___ SOURCE DATA
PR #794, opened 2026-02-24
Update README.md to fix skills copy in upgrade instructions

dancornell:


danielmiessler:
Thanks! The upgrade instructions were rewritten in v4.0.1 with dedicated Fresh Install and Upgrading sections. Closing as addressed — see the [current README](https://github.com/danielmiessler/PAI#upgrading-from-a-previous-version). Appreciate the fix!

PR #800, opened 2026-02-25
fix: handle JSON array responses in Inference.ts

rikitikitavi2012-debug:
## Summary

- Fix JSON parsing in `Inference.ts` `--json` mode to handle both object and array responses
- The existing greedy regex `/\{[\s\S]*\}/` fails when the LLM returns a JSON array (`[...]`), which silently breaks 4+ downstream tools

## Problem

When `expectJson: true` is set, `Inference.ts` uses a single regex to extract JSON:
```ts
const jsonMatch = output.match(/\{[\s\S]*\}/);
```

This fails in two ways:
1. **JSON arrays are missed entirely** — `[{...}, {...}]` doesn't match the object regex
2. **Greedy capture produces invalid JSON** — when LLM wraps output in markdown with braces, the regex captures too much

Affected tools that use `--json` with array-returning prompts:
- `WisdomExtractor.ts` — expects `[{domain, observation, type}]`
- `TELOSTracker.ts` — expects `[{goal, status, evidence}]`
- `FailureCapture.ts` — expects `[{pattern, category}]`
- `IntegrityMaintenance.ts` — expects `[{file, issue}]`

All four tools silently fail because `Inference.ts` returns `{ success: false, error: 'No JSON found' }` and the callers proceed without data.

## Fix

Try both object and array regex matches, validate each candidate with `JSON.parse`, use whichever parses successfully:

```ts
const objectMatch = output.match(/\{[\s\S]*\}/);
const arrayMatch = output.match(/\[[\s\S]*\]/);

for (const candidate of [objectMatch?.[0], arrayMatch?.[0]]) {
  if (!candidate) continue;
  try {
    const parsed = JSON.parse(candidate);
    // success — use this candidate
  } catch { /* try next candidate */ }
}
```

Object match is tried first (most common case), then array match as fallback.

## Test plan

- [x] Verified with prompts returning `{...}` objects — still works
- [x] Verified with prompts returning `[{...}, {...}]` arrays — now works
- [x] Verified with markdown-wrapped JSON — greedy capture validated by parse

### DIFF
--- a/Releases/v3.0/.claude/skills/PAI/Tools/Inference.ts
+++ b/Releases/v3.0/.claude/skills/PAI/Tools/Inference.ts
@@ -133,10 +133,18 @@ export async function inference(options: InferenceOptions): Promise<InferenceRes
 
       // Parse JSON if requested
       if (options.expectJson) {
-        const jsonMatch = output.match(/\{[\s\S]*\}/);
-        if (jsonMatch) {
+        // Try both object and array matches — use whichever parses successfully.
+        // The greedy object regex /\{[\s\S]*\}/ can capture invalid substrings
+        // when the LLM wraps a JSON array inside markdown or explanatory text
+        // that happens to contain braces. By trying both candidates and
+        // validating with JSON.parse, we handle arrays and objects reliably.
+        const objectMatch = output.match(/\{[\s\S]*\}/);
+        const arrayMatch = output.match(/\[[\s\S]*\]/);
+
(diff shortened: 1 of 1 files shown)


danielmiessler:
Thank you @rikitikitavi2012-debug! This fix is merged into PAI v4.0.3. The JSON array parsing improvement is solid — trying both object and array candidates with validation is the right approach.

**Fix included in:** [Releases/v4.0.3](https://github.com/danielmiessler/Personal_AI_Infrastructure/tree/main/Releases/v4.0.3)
______
*YOUR TASK*.
Look for the word "prompts". Copy out every line of the data that has it.

*RESULT FOR THIS TASK*.
Affected tools that use `--json` with array-returning prompts:
- [x] Verified with prompts returning `{...}` objects — still works
- [x] Verified with prompts returning `[{...}, {...}]` arrays — now works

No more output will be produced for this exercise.